Lex Developments’ response did not address these questions.
The applicant response simply reads, “The proposed data center can be adequately served by existing public facilities and services, including transportation infrastructure, utilities and emergency services.”
McLane said that Lex Developments may still address these questions during Thursday’s meeting.
And more broadly, he said many of these questions could remain unanswered because a specific data center company has not yet been lined up to come to the property.
“He’s trying to prepare a site that could be marketed to a data center, and so I think that’s part of the vagueness of this application,” McLane said.
Heat
It’s also unclear if a data center would increase the overall temperature in Pocatello once operational. Tim Axford, meteorologist at the National Weather Service’s Pocatello office, said his agency wouldn’t be able to speak to whether this would occur.
“This type of impact — it would be out of our lane to say whether something’s happening or not, or what those types of impacts would be,” Axford said.
Research seems to still be developing on this subject.

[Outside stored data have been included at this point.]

PR #661, opened 2024-03-13
server: separate statuses of inbound and outbound migrations

### LINKED ISSUE #508: want migration status endpoints to report source and target migration IDs separately
Propolis's instance status endpoint only reports the ID of the most recent migration that it participated in, irrespective of whether this was a migration in or a migration out. This causes sled agent to have to assume that when Propolis reports a migration ID that sled agent and Nexus don't know about, it's because the Propolis was previously initialized via migration in.

If instead Propolis separately reported incoming and outgoing migration IDs, sled agent could raise warnings of a misbehaving Propolis if it ever saw one report an in-progress migration out whose ID wasn't known to sled agent. Such cases are bugs because Nexus and the sled agents involved in a migration are supposed to agree on the new migration's ID before ever communicating it to a Propolis.

This is a nice-to-have to simplify some sled agent logic. It's not a showstopper for control plane-directed live migration.

gjcolombo:
**N.B.** This is a breaking change to the Propolis API that will need a corresponding Omicron change before it can be merged there.

Change the way the server reports migration statuses:

- Instead of asking clients to identify a specific migration to query, create a `migration-status` endpoint that reports on all migrations currently known to the server. (The server wasn't keeping any history of prior migration attempts anyway, so specifying an ID wasn't buying very much; if the client cares about a specific ID they can compare it to the IDs the server now returns.)
- When reporting migration status (either through the migration status endpoint or the instance monitor endpoint), report the ID and status of both the inbound migration (if there was one) and the most recent attempted outbound migration.

This should allow us to simplify a few things in sled agent. Today:

- Sled agent has to handle mismatched migration IDs carefully to cover cases such as this one:
  - Propolis was initialized via incoming migration with ID X
  - Sled agent knows about outgoing migration with ID Y
  - Propolis reports an instance state change that still bears ID X This sort of case is easier to reason about (or at least to make fewer assumptions about) when the outbound and inbound migrations are properly distinguished.
- If Propolis reports a status of "destroyed, migration finished," it's ambiguous whether the VM was migrated into and then stopped or was migrated out of. With these changes it's obvious that a successful migration-out occurred.

Additional fixes/improvements:

- The `pending_migration_id` field in the VM controller wasn't being used for anything; now it is.
- Add a log line to the code path that publishes a new externally-visible instance state.

Tests:

- cargo test
- local PHD run (migration-from-base tests are broken because of the breaking API change)
- ran an ad hoc live migration with propolis-cli to test both that the CLI works properly and that the right messages appear in the Propolis logs

Fixes #508.


gjcolombo:
> This should be OK to review as-is

> falcon Failing after 4m — Failure! 

Oops. I think this is just an out-of-date OpenAPI doc--will work on the fix.

crates/propolis-api-types/src/lib.rs
```diff
@@ -77,15 +77,16 @@ pub struct InstanceMigrateStartRequest {
...
+    pub state: MigrationState,
 }
 
 #[derive(Clone, Debug, Deserialize, Serialize, JsonSchema, PartialEq, Eq)]
 pub struct InstanceMigrateStatusResponse {
-    pub migration_id: Uuid,
-    pub state: MigrationState,
+    pub migration_in: Option<InstanceMigrationStatus>,
+    pub migration_out: Option<InstanceMigrationStatus>,
 }
```
gjcolombo, line 90: NTS: These structs need doc comments (in particular it should be made clearer that it's possible for a server to report both a prior migration in and a current migration out, and that migration statuses don't get cleared by the conclusion of a migration).

bin/propolis-cli/src/main.rs
```diff
@@ -533,12 +533,40 @@ async fn migrate_instance(
...
+                };
+
+                // The destination should start reporting migration status as
+                // soon as the ensure request completes. The source may not
+                // have a migration status yet because the request from the
+                // destination needs to arrive first.
+                let Some(migration) = migration else {
+                    if role == "dst" {
+                        anyhow::bail!(
+                            "{role} instance's migration ID wasn't set"
```
hawkw, line 552: considered nitpicky: since this is inside an `if role == "dst"`, do we really need to format it here?

crates/propolis-api-types/src/lib.rs
```diff
@@ -77,15 +77,32 @@ pub struct InstanceMigrateStartRequest {
...
+    /// The current phase the migration is in.
+    pub state: MigrationState,
 }
 
+/// The statuses of the most recent live migrations a Propolis VM has
+/// participated in. Note that Propolis will continue reporting the status of a
+/// completed migration unless it is supplanted by a new migration in the same
+/// direction. This means it's possible for both the inbound and outbound
+/// migration statuses to be set, e.g. if a Propolis was initialized via
+/// migration in and is now the source of a migration out.
```
hawkw, line 96: It might be nice if this comment discussed the motivation behind reporting both migrations here, rather than e.g. just an `enum MigrationRole` or similar?

hawkw (approved):
Excited to get this merged! I just had a couple fairly minor nits.

crates/propolis-api-types/src/lib.rs
```diff
@@ -83,15 +83,37 @@ pub struct InstanceMigrateStartRequest {
...
+///
+/// This structure only reports the status of the most recent migration in a
+/// single direction. That is, if a migration in or out fails, and a new
+/// migration attempt begins, the new migration's status replaces the old's.
 #[derive(Clone, Debug, Deserialize, Serialize, JsonSchema, PartialEq, Eq)]
 pub struct InstanceMigrateStatusResponse {
-    pub migration_id: Uuid,
-    pub state: MigrationState,
+    /// The status of the most recent attempt to initialize the current instance
+    /// via migration in, or None if the instance has never been a migration
```
hawkw, line 111: extremely nitpicky (I don't actually care about this): 
```suggestion
    /// via migration in, or `None` if the instance has never been a migration
```

crates/propolis-api-types/src/lib.rs
```diff
@@ -83,15 +83,37 @@ pub struct InstanceMigrateStartRequest {
...
+    /// target.
+    pub migration_in: Option<InstanceMigrationStatus>,
+    /// The status of the most recent attempt to migrate out of the current
+    /// instance, or None if the instance has never been a migration source.
```
hawkw, line 115: similarly:
```suggestion
    /// instance, or `None` if the instance has never been a migration source.
```

bin/propolis-server/src/lib/vm/state_driver.rs
```diff
@@ -108,43 +139,98 @@ where
...
+    fn get_migration_status(&self) -> ApiMigrateStatusResponse {
+        self.api_state_tx.borrow().migration.clone()
+    }
+
+    /// Sets the published instance and/or migration state and increases the
+    /// state generation number.
+    ///
+    /// # Panics
+    ///
+    /// Panics if both `instance_state` and `migration_state` are `None`.
```
hawkw, line 156: this is a bit of a bummer, I kind of wonder if we should instead have an 
```rust
enum PublishedState {
    Instance(ApiInstanceState),
    Migration(PublishedMigrationState),
    Both(ApiInstanceState, PublishedMigrationState),
}
```
or similar? On the other hand, if that's too annoying to work with, I don't think it's a huge deal...

hawkw (approved):
Excited to get this one merged! I had some very unimportant nits, but feel free to ignore them --- I'd like to get this wired through to sled-agent as soon as possible. :)

bin/propolis-server/src/lib/vm/state_driver.rs
gjcolombo: This was bothering me too on self-review. I'll have a fix in my next push.

hawkw:
Looks like the OpenAPI specs need to be regenerated: https://github.com/oxidecomputer/propolis/actions/runs/9551503512/job/26325948032?pr=661

gjcolombo:
Once more with feeling!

But a preprint study submitted in March of this year, led by Andrea Marinoni, Ph.D, an associate professor of applied remote sensing with the University of Cambridge’s Earth Observation group, observed an occurrence it dubbed “the data heat island effect.”
Using data from 2004 to 2024 from 11,000 locations, researchers found that land surface temperatures increased by 2 degrees Celsius (3.6 degrees Fahrenheit) on average after an AI data center started operations. This translates to an increase of 3.6 degrees on average in Fahrenheit.
The study has not yet been peer reviewed.
Property taxes
Lex Developments’ presentation also says that in relation to property taxes, “100% stay local.”
The presentation also includes Bannock County’s combined levy rate, which is 1.2% of assessed value, as well as the tax split, which would be 30% to Pocatello-Chubbuck School District 25, 26% to the city of Pocatello, 26% to Bannock County and 13% to roads and ambulance services.
But the presentation does not give an estimate of how much property tax revenue a data center could generate.
McLane said that how much property tax revenue a data center could generate really “all depends on how those buildings are assessed.”
As for whether or not a potential data center could have property tax exemptions applied to it, McLane said it was too early in the process to say.
McLane said whether property tax exemptions would apply would be a decision made by the City Council, and that process would also include a public hearing.
“At this point, there’s no property tax break or anything like that being considered,” McLane said.